[Stored items]
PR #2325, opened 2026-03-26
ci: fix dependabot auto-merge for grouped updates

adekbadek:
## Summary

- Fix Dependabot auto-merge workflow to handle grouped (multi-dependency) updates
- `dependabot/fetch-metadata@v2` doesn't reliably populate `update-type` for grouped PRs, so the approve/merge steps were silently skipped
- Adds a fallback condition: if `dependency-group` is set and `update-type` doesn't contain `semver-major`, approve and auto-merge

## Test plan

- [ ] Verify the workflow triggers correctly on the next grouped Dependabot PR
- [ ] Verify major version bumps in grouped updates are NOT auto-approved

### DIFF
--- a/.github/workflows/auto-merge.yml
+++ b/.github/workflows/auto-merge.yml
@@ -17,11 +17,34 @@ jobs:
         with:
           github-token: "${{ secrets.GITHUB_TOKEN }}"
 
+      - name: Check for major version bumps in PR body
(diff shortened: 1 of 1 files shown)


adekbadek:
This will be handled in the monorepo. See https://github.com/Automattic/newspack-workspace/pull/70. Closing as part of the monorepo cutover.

==

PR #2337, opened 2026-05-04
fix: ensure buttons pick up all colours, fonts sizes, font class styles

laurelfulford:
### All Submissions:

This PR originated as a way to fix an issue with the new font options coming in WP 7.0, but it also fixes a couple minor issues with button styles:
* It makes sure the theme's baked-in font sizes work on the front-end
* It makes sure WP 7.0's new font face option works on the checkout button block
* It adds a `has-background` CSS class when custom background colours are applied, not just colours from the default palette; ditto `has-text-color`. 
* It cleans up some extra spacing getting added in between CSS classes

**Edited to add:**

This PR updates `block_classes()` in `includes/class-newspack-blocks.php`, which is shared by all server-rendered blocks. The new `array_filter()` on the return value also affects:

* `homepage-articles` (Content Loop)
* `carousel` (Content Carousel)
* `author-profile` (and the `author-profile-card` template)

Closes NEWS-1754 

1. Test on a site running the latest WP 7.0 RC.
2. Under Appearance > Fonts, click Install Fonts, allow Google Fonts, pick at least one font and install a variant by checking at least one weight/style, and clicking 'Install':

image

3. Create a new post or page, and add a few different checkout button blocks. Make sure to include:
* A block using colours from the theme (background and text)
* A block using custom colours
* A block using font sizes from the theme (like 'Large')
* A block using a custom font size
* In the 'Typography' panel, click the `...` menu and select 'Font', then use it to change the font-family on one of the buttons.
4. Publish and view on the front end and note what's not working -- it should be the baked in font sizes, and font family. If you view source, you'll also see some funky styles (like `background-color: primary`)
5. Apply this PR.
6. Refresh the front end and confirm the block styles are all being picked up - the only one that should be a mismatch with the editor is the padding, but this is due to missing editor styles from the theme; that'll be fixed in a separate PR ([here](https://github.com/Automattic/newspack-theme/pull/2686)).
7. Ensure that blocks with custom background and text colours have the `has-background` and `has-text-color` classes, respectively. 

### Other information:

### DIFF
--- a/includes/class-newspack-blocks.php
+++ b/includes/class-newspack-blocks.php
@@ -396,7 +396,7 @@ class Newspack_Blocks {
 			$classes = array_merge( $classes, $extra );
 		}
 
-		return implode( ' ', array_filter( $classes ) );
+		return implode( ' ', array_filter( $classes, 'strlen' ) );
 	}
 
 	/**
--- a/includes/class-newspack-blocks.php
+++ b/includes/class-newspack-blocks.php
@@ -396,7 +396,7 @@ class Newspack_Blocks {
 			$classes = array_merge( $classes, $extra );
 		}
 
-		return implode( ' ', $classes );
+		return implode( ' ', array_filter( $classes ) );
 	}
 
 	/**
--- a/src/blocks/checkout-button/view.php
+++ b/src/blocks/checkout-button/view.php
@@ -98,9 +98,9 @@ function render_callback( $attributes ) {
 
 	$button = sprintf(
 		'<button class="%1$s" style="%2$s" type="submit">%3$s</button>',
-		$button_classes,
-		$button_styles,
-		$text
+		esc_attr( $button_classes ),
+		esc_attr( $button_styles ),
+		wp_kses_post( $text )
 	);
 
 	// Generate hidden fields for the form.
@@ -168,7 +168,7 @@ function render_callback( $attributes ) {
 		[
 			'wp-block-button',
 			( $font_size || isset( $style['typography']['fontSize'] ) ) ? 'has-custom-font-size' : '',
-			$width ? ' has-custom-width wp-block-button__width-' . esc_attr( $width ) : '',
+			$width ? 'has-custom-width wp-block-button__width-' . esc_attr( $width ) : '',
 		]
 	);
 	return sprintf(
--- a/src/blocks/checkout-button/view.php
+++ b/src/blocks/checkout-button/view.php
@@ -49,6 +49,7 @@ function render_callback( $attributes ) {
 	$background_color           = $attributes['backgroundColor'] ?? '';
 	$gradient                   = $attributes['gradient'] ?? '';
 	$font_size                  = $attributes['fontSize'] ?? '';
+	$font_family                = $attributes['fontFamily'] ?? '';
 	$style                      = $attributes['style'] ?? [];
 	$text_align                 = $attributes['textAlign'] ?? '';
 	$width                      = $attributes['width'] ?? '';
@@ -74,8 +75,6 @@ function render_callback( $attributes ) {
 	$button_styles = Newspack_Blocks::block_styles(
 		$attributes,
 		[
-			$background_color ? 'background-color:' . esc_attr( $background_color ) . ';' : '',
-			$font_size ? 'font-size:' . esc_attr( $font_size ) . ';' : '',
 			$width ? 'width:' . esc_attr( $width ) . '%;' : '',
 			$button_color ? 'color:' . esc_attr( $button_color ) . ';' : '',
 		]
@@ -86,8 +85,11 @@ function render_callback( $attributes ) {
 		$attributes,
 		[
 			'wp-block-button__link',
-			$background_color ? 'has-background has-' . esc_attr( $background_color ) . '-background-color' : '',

---

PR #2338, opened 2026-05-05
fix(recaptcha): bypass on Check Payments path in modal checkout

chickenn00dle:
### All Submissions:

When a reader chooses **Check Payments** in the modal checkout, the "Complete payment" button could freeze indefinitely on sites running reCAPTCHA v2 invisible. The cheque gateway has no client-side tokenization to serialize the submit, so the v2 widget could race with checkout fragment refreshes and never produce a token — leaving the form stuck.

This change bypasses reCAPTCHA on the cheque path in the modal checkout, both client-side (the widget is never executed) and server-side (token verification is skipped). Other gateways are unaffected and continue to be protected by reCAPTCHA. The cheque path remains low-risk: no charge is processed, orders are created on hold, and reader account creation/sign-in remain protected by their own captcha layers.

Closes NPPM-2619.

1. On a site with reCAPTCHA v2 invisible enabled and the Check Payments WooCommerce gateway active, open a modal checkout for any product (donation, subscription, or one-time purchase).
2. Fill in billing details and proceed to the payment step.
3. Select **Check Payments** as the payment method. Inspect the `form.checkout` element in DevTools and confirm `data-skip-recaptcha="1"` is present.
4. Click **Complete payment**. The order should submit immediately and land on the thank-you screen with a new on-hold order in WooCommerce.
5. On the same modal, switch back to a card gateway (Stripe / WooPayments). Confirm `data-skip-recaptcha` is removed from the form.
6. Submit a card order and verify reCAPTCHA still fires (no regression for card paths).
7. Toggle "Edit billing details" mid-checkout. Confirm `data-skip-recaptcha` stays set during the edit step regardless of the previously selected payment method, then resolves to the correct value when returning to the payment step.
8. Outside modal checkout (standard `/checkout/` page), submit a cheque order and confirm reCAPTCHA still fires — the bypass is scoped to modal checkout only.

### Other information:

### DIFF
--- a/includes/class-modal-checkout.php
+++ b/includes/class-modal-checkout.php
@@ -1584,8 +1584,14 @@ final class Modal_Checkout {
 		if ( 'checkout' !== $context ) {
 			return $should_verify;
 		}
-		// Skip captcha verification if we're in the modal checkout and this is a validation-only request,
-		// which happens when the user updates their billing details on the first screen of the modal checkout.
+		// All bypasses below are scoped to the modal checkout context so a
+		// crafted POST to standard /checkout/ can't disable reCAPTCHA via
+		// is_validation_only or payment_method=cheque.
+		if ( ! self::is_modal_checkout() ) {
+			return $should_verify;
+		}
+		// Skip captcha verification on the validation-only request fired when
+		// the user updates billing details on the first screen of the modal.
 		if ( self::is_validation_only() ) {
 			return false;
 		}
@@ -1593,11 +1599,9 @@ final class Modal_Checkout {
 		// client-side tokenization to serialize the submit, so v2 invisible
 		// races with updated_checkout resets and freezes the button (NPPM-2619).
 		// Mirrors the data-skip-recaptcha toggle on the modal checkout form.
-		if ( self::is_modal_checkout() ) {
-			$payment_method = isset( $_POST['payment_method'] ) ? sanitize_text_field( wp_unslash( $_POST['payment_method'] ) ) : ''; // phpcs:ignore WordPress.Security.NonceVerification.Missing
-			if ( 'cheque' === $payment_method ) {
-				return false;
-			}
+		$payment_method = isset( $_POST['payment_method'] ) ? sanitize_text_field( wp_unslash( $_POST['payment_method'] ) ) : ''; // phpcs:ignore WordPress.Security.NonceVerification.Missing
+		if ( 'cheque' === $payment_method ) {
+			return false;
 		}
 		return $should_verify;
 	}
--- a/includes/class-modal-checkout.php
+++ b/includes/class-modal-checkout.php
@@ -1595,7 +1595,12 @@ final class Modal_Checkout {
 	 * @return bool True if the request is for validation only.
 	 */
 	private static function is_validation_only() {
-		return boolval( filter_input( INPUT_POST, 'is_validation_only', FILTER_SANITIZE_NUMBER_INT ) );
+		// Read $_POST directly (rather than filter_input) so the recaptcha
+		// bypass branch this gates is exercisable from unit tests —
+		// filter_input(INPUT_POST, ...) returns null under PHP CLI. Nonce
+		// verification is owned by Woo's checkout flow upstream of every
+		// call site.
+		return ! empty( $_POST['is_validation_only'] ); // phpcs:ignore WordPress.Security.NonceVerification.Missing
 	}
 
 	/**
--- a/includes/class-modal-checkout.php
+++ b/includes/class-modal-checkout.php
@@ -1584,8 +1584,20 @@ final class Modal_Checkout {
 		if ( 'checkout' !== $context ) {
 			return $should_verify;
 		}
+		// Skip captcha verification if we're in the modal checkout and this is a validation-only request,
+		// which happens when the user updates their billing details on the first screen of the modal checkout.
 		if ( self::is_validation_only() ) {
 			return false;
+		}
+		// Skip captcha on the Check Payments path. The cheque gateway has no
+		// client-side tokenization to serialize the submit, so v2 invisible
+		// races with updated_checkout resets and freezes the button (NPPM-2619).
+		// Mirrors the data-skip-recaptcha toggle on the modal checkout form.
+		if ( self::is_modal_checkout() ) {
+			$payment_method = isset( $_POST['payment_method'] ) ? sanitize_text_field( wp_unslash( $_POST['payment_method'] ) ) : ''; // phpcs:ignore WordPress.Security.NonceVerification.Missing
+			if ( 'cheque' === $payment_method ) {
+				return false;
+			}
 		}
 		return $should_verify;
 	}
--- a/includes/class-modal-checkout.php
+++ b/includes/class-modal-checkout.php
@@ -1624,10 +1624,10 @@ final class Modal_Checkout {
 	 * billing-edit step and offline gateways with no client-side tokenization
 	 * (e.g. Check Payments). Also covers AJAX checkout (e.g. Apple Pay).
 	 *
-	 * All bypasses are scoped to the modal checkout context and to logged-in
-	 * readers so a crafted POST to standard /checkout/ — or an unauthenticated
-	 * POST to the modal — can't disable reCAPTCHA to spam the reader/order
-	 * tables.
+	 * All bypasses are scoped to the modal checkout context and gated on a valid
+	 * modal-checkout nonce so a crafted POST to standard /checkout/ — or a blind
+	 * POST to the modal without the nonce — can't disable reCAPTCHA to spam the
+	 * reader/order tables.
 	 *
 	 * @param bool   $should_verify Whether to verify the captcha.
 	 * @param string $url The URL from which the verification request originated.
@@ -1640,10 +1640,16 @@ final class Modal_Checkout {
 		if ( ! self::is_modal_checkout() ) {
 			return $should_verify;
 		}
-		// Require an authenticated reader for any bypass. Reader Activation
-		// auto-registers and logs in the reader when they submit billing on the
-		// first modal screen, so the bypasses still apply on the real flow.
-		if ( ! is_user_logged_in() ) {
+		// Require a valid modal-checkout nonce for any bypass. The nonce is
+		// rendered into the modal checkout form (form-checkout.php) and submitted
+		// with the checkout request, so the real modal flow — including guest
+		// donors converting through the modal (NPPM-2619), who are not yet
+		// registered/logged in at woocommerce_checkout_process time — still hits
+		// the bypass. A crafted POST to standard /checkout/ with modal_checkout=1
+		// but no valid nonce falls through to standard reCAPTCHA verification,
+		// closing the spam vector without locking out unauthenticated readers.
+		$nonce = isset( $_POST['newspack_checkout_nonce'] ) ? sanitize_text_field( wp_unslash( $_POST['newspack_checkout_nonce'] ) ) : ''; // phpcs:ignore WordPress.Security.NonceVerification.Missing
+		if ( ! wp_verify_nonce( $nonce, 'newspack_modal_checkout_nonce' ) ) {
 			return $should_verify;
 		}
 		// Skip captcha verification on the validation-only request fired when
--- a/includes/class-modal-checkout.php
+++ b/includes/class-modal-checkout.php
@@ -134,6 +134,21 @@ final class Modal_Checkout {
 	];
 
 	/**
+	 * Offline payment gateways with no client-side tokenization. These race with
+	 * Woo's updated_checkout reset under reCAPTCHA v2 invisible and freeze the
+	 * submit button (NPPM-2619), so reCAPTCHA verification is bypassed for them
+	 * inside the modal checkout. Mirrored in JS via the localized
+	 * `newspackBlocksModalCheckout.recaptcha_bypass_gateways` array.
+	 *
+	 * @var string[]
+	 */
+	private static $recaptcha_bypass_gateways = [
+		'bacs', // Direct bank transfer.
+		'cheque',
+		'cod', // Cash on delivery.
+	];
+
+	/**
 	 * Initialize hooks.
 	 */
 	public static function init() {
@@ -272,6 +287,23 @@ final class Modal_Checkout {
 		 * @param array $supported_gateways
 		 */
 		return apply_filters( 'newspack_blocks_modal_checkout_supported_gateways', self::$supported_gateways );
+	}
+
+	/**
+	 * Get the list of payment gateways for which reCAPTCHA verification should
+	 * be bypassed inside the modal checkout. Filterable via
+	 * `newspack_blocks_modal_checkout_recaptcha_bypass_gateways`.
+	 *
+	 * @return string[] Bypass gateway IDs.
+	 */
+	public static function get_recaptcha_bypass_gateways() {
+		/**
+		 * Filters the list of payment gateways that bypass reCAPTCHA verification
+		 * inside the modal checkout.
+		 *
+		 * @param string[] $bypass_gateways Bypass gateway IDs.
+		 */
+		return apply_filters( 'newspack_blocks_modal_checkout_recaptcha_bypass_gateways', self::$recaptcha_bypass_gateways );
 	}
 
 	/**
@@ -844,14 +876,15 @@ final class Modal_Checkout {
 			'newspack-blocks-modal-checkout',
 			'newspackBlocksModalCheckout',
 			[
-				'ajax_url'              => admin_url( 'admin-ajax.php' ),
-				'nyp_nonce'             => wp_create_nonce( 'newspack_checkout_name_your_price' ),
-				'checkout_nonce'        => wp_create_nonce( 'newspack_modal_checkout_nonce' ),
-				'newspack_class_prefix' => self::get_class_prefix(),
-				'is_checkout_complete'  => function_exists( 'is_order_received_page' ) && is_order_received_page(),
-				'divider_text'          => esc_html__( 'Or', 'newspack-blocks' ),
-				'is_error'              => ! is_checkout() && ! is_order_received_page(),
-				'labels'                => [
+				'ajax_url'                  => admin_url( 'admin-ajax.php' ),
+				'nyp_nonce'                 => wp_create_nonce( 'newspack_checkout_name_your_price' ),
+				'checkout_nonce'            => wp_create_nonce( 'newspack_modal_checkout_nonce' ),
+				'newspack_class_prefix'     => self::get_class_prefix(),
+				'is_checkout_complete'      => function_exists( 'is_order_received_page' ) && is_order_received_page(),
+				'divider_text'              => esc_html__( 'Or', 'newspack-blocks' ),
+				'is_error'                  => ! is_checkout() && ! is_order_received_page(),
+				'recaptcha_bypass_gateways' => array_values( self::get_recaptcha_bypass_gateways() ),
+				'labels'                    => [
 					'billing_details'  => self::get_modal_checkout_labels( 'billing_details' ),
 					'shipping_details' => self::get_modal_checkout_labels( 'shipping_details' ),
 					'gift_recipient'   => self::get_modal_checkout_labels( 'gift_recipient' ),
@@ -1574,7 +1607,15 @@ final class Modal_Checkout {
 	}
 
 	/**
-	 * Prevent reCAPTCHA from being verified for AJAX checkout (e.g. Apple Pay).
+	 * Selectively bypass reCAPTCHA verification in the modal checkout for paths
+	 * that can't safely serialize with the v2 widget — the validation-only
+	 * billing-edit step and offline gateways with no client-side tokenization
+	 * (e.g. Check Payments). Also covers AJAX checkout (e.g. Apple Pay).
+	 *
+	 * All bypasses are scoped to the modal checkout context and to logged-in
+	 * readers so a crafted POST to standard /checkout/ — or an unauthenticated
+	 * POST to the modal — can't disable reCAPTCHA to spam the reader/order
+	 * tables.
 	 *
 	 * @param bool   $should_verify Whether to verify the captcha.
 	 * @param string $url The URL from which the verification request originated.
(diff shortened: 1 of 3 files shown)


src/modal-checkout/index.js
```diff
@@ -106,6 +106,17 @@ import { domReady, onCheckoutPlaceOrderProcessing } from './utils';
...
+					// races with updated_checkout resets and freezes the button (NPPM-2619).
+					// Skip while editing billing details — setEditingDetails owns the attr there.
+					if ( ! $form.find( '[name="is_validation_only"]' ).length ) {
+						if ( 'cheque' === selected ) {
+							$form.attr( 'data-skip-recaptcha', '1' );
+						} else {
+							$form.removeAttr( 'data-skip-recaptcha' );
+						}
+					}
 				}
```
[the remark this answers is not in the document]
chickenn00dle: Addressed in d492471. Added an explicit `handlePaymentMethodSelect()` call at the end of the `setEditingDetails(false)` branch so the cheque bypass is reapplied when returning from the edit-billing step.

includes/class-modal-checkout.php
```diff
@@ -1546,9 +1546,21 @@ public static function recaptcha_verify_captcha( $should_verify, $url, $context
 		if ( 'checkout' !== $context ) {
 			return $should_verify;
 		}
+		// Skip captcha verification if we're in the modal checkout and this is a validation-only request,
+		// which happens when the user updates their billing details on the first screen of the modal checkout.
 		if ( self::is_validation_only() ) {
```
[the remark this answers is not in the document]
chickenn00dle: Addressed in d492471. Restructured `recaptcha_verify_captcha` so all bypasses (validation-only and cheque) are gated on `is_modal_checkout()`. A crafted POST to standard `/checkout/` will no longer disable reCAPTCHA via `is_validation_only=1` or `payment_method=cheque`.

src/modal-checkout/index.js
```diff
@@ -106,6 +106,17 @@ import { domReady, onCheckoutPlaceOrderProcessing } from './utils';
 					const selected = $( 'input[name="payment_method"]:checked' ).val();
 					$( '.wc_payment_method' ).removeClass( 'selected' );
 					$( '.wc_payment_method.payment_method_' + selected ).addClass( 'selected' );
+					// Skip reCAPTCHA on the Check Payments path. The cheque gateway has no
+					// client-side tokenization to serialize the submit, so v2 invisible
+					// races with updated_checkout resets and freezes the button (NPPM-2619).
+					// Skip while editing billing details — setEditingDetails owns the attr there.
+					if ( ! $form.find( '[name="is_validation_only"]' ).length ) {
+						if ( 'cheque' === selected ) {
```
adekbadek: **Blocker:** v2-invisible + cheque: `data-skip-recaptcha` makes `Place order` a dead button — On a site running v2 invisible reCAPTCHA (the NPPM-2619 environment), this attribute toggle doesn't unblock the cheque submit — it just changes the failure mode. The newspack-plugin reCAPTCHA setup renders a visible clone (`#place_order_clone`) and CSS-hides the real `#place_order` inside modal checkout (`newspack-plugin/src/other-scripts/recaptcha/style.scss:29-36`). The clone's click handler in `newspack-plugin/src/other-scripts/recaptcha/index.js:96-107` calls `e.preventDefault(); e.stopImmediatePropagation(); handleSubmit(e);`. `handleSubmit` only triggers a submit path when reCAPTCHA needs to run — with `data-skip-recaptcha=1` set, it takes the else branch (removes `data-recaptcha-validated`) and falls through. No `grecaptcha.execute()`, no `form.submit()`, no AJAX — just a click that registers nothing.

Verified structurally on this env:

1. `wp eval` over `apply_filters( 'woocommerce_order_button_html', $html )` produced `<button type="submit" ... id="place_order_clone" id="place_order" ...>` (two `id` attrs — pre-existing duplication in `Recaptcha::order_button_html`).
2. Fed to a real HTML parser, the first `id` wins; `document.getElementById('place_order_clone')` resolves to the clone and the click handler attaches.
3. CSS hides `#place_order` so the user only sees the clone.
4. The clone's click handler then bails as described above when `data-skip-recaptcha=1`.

--- What you will do ---
A word-for-word copy of the lines above from the one with "the checkout button block" through the one with "5. Apply this PR.", inclusive, is the only output wanted.

--- Result of this exercise ---
* It makes sure WP 7.0's new font face option works on the checkout button block
* It adds a `has-background` CSS class when custom background colours are applied, not just colours from the default palette; ditto `has-text-color`. 
* It cleans up some extra spacing getting added in between CSS classes

**Edited to add:**

This PR updates `block_classes()` in `includes/class-newspack-blocks.php`, which is shared by all server-rendered blocks. The new `array_filter()` on the return value also affects:

* `homepage-articles` (Content Loop)
* `carousel` (Content Carousel)
* `author-profile` (and the `author-profile-card` template)

Closes NEWS-1754 

1. Test on a site running the latest WP 7.0 RC.
2. Under Appearance > Fonts, click Install Fonts, allow Google Fonts, pick at least one font and install a variant by checking at least one weight/style, and clicking 'Install':

image

3. Create a new post or page, and add a few different checkout button blocks. Make sure to include:
* A block using colours from the theme (background and text)
* A block using custom colours
* A block using font sizes from the theme (like 'Large')
* A block using a custom font size
* In the 'Typography' panel, click the `...` menu and select 'Font', then use it to change the font-family on one of the buttons.
4. Publish and view on the front end and note what's not working -- it should be the baked in font sizes, and font family. If you view source, you'll also see some funky styles (like `background-color: primary`)
5. Apply this PR.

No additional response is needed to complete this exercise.